## Exercise requirements:
Would you copy out each line of the records below that includes the word "Windows"?

(Saved entries)

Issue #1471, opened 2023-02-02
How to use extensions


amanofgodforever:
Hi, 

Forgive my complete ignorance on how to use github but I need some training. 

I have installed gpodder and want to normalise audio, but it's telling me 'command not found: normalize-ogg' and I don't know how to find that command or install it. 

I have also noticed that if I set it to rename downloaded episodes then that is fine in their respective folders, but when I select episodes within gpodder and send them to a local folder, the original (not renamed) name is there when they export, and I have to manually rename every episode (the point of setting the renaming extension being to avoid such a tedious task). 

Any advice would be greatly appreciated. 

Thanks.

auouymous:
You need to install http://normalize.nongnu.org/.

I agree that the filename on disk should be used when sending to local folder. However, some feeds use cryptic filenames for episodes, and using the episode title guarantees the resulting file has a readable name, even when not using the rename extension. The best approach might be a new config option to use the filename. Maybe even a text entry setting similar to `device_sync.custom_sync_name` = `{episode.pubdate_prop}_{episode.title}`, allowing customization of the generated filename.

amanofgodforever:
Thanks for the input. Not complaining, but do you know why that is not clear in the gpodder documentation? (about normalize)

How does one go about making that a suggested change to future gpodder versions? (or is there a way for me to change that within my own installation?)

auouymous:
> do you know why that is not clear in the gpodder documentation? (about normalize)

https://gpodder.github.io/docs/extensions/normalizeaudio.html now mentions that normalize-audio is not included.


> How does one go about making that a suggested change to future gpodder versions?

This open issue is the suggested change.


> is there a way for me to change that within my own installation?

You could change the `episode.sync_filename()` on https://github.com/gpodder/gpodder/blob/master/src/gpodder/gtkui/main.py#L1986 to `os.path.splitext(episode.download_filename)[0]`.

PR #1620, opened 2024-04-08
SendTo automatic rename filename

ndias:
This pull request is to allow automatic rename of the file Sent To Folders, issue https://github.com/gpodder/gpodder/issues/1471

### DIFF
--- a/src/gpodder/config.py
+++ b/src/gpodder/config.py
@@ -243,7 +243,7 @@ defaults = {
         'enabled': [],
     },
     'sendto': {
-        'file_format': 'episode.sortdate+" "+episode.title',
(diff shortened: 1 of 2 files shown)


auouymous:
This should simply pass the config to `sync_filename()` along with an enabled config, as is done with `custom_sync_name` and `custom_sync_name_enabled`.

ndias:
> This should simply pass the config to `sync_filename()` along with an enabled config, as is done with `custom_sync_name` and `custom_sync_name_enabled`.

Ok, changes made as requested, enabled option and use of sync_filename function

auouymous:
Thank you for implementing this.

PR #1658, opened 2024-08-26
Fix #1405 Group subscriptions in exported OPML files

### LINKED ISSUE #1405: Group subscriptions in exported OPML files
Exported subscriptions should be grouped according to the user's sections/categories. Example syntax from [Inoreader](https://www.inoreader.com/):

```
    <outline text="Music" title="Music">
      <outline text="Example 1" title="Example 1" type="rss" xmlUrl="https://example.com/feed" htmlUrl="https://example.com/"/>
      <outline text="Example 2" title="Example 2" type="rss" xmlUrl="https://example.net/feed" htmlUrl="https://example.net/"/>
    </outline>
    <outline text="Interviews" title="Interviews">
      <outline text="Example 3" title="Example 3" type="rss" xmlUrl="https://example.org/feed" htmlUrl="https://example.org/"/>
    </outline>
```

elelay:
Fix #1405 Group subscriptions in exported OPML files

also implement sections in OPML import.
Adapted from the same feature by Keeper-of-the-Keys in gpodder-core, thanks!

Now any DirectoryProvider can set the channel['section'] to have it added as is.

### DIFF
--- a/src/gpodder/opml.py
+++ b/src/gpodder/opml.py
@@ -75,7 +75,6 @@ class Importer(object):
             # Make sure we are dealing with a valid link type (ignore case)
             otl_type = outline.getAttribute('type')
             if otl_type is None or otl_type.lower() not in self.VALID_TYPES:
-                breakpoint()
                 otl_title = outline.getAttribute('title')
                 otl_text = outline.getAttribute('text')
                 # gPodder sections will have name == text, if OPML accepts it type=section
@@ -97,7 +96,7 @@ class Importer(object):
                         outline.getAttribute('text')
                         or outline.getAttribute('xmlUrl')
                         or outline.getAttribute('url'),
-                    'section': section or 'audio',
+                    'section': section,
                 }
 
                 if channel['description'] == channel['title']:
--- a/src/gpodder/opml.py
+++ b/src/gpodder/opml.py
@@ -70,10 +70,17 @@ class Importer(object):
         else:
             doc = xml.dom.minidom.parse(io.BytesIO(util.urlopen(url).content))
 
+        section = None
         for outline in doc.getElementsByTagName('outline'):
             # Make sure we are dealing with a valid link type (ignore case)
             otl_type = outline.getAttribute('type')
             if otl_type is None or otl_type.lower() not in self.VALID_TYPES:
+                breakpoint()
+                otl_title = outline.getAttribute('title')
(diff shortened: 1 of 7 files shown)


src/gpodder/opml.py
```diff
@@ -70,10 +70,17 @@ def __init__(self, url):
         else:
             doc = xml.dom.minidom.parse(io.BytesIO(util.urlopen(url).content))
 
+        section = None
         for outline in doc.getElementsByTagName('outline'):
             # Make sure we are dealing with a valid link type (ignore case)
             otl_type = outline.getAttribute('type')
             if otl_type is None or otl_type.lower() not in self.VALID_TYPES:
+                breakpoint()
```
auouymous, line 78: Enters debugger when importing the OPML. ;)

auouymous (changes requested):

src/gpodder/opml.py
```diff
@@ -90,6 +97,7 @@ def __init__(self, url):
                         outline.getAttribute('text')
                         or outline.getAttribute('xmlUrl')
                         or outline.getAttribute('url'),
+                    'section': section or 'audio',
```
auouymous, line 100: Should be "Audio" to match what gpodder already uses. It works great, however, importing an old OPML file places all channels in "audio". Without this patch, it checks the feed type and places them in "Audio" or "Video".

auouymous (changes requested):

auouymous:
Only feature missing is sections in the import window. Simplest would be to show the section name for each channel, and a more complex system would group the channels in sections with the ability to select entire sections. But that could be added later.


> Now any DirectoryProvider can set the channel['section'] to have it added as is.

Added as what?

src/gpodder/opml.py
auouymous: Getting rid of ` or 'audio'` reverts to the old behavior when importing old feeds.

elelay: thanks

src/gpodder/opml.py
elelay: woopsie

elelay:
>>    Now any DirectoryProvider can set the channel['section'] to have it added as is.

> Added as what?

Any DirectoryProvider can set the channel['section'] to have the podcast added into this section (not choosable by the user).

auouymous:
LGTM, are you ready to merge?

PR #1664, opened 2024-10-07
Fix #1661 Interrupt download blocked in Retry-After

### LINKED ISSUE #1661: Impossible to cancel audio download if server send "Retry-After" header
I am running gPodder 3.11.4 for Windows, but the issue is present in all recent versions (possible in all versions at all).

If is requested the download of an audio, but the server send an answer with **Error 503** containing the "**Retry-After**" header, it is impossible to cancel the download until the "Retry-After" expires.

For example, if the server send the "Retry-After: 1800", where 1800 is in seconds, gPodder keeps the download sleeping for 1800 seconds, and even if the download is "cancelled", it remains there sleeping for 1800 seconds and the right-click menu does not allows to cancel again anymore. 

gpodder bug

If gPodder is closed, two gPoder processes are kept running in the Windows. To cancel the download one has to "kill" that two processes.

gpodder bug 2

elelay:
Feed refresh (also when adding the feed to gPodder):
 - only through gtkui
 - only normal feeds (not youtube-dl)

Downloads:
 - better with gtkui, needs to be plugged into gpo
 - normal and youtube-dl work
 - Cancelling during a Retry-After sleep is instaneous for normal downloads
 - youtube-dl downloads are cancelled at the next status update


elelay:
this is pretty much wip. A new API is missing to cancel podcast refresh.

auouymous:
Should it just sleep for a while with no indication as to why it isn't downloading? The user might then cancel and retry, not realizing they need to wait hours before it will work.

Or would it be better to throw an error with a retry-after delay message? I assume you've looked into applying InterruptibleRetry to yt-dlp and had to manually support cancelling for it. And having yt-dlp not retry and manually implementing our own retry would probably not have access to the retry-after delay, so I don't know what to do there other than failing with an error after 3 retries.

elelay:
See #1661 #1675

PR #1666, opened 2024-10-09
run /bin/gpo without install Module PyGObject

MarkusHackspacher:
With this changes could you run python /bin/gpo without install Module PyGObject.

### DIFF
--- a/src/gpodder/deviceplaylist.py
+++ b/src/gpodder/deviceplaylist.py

## Task result:
I am running gPodder 3.11.4 for Windows, but the issue is present in all recent versions (possible in all versions at all).
If gPodder is closed, two gPoder processes are kept running in the Windows. To cancel the download one has to "kill" that two processes.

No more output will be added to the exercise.